Comme il s’agira, afin de ne pas commettre les erreurs stratégiques du passé d’analyser l’évolution de la transition énergétique, de la volonté des grandes firmes d’investir dans ce segment, bon nombre s’orientant vers les énergies renouvelables, où en Algérie, malgré les discours et le nombre de séminaires représentent moins de 1% de la consommation globale en 2021. Le transport est un des plus gros consommateurs, l’Europe s’orientant vers plus 50% voitures électriques ou hybrides. Tout dépendra également de l'exploitation des importants gisements en Méditerranée avec des réserves approchant les 20 000 milliards de mètres cubes, mais supposant des ententes régionales comme le démontrent les tensions entre la Turquie et la Grèce. Et enfin, tout dépendra de l’évolution du coût et du prix du gaz au niveau du marché international étant dans une conjoncture particulière de tensions géostratégiques.

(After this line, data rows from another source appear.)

PR #1104, opened 2021-09-21
Use pull policy "IfNotPresent" for dashboard image by default

vpnachev:
Use pull policy "IfNotPresent" for dashboard image by default. 
This way the start-up time for new replicas are much faster when the image is always available on the node. It also saves some network costs by avoiding to pull the image when not needed.

Fixes #

**Release note**:

```bugfix user

```


grolu (approved):
/lgtm

PR #1113, opened 2021-10-12
[hotfix-1.52] Fixed: Invalid (outdated) image breaks configure worker dialog

grolu:

Fixes #

**Release note**:

```bugfix user
Fixed an issue that caused `Configure Workers` dialog to break if a cluster has an outdated worker image configured that is no longer in the list of supported images (removed from cloud profile)
```


holgerkoser (approved):
/lgtm

PR #1117, opened 2021-10-14
[master] Set apiServer of the target cluster in case of garden terminals

petersutter:
The apiServer for the garden target cluster must always be set.

Fixes #

**Release note**:

```bugfix user

```


grolu (approved):
/lgtm

PR #2572, opened 2025-08-12
Add icon picker for custom fields

petersutter:
This PR adds an icon picker for custom fields.
Generate `virtual:g-mdi-meta` module with icon names and aliases at build time

Screenshot 2025-08-12 at 17 53 22

Fixes #

**Release note**:

```feature user
Added icon picker for custom fields
```

### DIFF
--- a/frontend/src/components/GIconPicker.vue
+++ b/frontend/src/components/GIconPicker.vue
@@ -10,13 +10,13 @@ SPDX-License-Identifier: Apache-2.0
     :items="items"
     :label="label"
     variant="underlined"
-    clearable
+    :clearable="!!model"
     :error-messages="errorMessages"
     :hint="hint"
     persistent-hint
     :custom-filter="filter"
   >
-    <template #append>
+    <template #prepend-inner>
       <v-icon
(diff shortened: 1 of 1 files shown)


grolu:
When I mouseover the icon input field while it is initial (empty) a clear icon appears (not desired). After input and deletion of the input the clear icon disappears (desired). Something is wrong with that icon and the initial state

grolu:
Is it possible to show the selected icon in the `prepend` slot? Right now it is shown after the select input. But in the dropdown it is set as prepend-item or something. Wouldn't it be more consistent to also show it like that in the selection?

.dockerignore
```diff
@@ -60,6 +60,7 @@
 !frontend/index.html
 !frontend/public
 !frontend/src
+!frontend/vite
```
klocke-io: Are we sure that we always want to include the hole `vite` folder? 


```suggestion
!frontend/vite/mdilcons.js
```

petersutter: good point

grolu (approved):
/lgtm

PR #2588, opened 2025-08-25
Enforced WebSocket-only Socket.IO with an allowRequest configuration

grolu:
- Enforced WebSocket-only Socket.IO with an allowRequest configuration
- Added io.allowedOrigins configuration support and wired it into Helm charts and documentation
- Extended backend tests to cover allowed, disallowed, and default-origin scenarios

Fixes #

**Release note**:

```breaking operator
The backend now requires an `io.AllowedOrigin` configuration to protect the Socket.IO server from cross-site requests

* To allow all origins, you may set the value to `*` (not recommended)
* When deploying with the **Gardener operator**, this setting is automatically configured based on the public ingress hosts
* For manual deployments, you must provide the correct values in the Helm chart configuration
```


backend/lib/io/index.js
```diff
@@ -9,11 +9,40 @@ import logger from '../logger/index.js'
...
+import config from '../config/index.js'
 
 function init (httpServer, cache) {
+  const allowedOrigins = config.websocketAllowedOrigins
+  if (!allowedOrigins?.length) {
+    logger.warn('websocketAllowedOrigins configuration is required')
+  }
+  allowedOrigins.forEach(allowedOrigin => {
+    logger.info('WebSocket allowed origin: %s', allowedOrigin)
+  })
```
petersutter:
```suggestion
  if (!allowedOrigins?.length) {
    logger.warn('websocketAllowedOrigins configuration is required')
  } else {
    logger.info('WebSocket allowed origins: %s', allowedOrigins.join(', '))
  }
```

backend/lib/io/index.js
```diff
@@ -9,11 +9,40 @@ import logger from '../logger/index.js'
...
+
+  const allowAll = allowedOrigins.includes('*')
+  if (allowAll) {
+    logger.warn('WebSocket allowing all origins (*) - this seeting is not recommended for production environments')
```
petersutter: in case we want to have different messages depending on the isProd config. Feel free to take over or discard this suggestion

```suggestion
    const msg = config.isProd
      ? 'WebSocket allowing all origins (*) — this is unsafe in production. Restrict allowedOrigins.'
      : 'WebSocket allowing all origins (*) — OK for local/dev, but do not use in production.'
    logger.warn(msg)
```

charts/__tests__/gardener-dashboard/runtime/dashboard/configmap.spec.js
```diff
@@ -889,5 +889,20 @@ describe('gardener-dashboard', function () {
         expect(pick(config, ['frontend.experimental'])).toMatchSnapshot()
       })
     })
+
+    describe('socket io', function () {
+      it('should render the template with allowed origins', async function () {
```
petersutter: add test for default * case

charts/gardener-dashboard/values.yaml
```diff
@@ -84,6 +84,12 @@ global:
     # Example: nodeOptions: [--optimize-for-size, --max-old-space-size=920, --gc-interval=100]
     nodeOptions: [--max-old-space-size=920]
 
+    io:
+      # list of allowed origins for the socket.io events endpoint
+      # use ["*"] to allow all origins
```
petersutter: mention that * is not recommended for production use cases

backend/lib/io/index.js
```diff
@@ -9,11 +9,40 @@ import logger from '../logger/index.js'
 import helper from './helper.js'
 import dispatcher from './dispatcher.js'
 import _ from 'lodash-es'
+import config from '../config/index.js'
 
 function init (httpServer, cache) {
+  const allowedOrigins = config.websocketAllowedOrigins
+  if (!allowedOrigins?.length) {
+    logger.warn('websocketAllowedOrigins configuration is required')
+  }
```
petersutter, line 20:
```suggestion
```

rm, we don't reach this code as websocketAllowedOrigins is a required property

backend/__tests__/config.spec.cjs
```diff
@@ -167,14 +122,44 @@ describe('config', function () {
...
         expect(config.oidc.issuer).toBe('https://kubernetes:32001')
         expect(config.oidc.client_id).toBe('client_id_from_file')
         expect(config.oidc.client_secret).toBe('client_secret_from_file')
         expect(config.gitHub.authentication.appId).toBe(12345)
         expect(config.gitHub.authentication.installationId).toBe(67890)
+        expect(config.websocketAllowedOrigins).toEqual(['*'])
+        expect(config.logLevel).toBe('info')
+      })
+
+      it('should return the config overridden by environment variables', function () {
```
petersutter, line 137: add test for empty websocketAllowedOrigins

grolu: I upgraded the array env parsing logic and added a bunch of tests that ensure required config early exits

backend/lib/io/index.js
grolu: You can specify an empty array via configuration. The env paring logic discards empty arrays but it is still possible via config yaml like this

`websocketAllowedOrigins: []`

Instead of adding a logger warn here I suggest to throw an error in case of empty array. This has basically the same effect as the error is catched upstream and logged as warning but it makes the code cleaner in my pov.

backend/lib/io/index.js
grolu: lgtm

backend/__tests__/config.spec.cjs
```diff
@@ -85,96 +86,129 @@ describe('config', function () {
...
 
-        const filename = '/etc/gardener/3/config.yaml'
-        const config = gardener.loadConfig(filename, { env })
-        expect(gardener.readConfig).toHaveBeenCalledTimes(1)
-        expect(gardener.readConfig.mock.calls[0]).toEqual([filename])
+        // global env
+        expect(config.apiServerUrl).toBe(env.API_SERVER_URL)
         expect(config.sessionSecret).toBe(env.SESSION_SECRET)
-        expect(config.logLevel).toBe('debug')
+        expect(config.websocketAllowedOrigins).toEqual(env.WEBSOCKET_ALLOWED_ORIGINS.split(','))
```
petersutter: write it out what the expected value is

backend/__tests__/config.spec.cjs
petersutter: I'm still missing a test where config.websocketAllowedOrigins = [] or is not set, both of which should result in an error.

backend/lib/config/gardener.js
```diff
@@ -115,15 +115,29 @@ const configMappings = [
...
+    configPath: 'websocketAllowedOrigins',
+    type: 'Array',
+  },
 ]
 
 function parseConfigValue (value, type) {
+  const parseArray = value => {
+    if (typeof value !== 'string' || !value.length > 0) {
+      return undefined
+    }
```
petersutter: did you mean to write this odd `!value.length > 0`?

I think it's better to be more explicit
```suggestion
    if (value == null || typeof value !== 'string' || value.length === 0) {
      return undefined;
    }
```

backend/lib/io/index.js
petersutter: an empty array should should not be allowed in the config, at least for websocketAllowedOrigins

backend/lib/io/index.js
```diff
@@ -14,16 +14,17 @@ import config from '../config/index.js'
...
+    logger.info('WebSocket allowed origins: %s', allowedOrigins.join(', '))
   }
-  allowedOrigins.forEach(allowedOrigin => {
-    logger.info('WebSocket allowed origin: %s', allowedOrigin)
-  })
+
+  const msg = config.isProd
+    ? 'WebSocket allowing all origins (*) — this is unsafe in production. Restrict allowedOrigins.'
+    : 'WebSocket allowing all origins (*) — OK for local/dev, but do not use in production.'
+  logger.warn(msg)
```
petersutter: this should be inside 
```js
if (allowAll) {
  // log warning here
}
```

charts/__tests__/gardener-dashboard/runtime/dashboard/configmap.spec.js
```diff
@@ -903,6 +903,19 @@ describe('gardener-dashboard', function () {
         const config = yaml.load(configMap.data['config.yaml'])
         expect(pick(config, ['io'])).toMatchSnapshot()
       })
+
+      it('should render the template with default allowed origin', async function () {
+        const values = {
+          global: {
+            websocketAllowedOrigins: ['*'],
```
petersutter: unset `websocketAllowedOrigins` so that it defaults to * because of https://github.com/gardener/dashboard/blob/cca93ef7ace9305bc28f260c1730061a72796871/charts/gardener-dashboard/charts/runtime/templates/dashboard/configmap.yaml#L40

I want to test the case ` | default (list "*")`

backend/__tests__/config.spec.cjs
grolu: I removed the env variables completely from the test.
The empty array case is tested in `io.cors.spec.cjs` *should reject connections if no origins are configure*

charts/__tests__/gardener-dashboard/runtime/dashboard/configmap.spec.js
grolu: Changed the test to unset the values data. Now the helm defaulting is tested.
Also fixed the keys and helm structure for websocketAllowedOrigins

Pour l’Algérie, tout dépendra de la production interne qui a décliné en volume physique, en 2021, 450 000 à 500 000 millions de barils/j d’exportation de pétrole sur une production de 950 000 barils/j contre plus de 1 million de barils/j entre 2007et 2008, et pour la même période, 60 à 65 milliards de mètres cubes gazeux entre 2007 et 2008 à 42-43 en 2021 du fait du faible investissement, ayant attiré peu d’investissements étrangers, surtout des lettres d’intention et surtout de la forte consommation intérieure qui dépassera, avec l’actuelle politique des subventions généralisées sans ciblage, les exportations actuelles entre 2025 et 2030.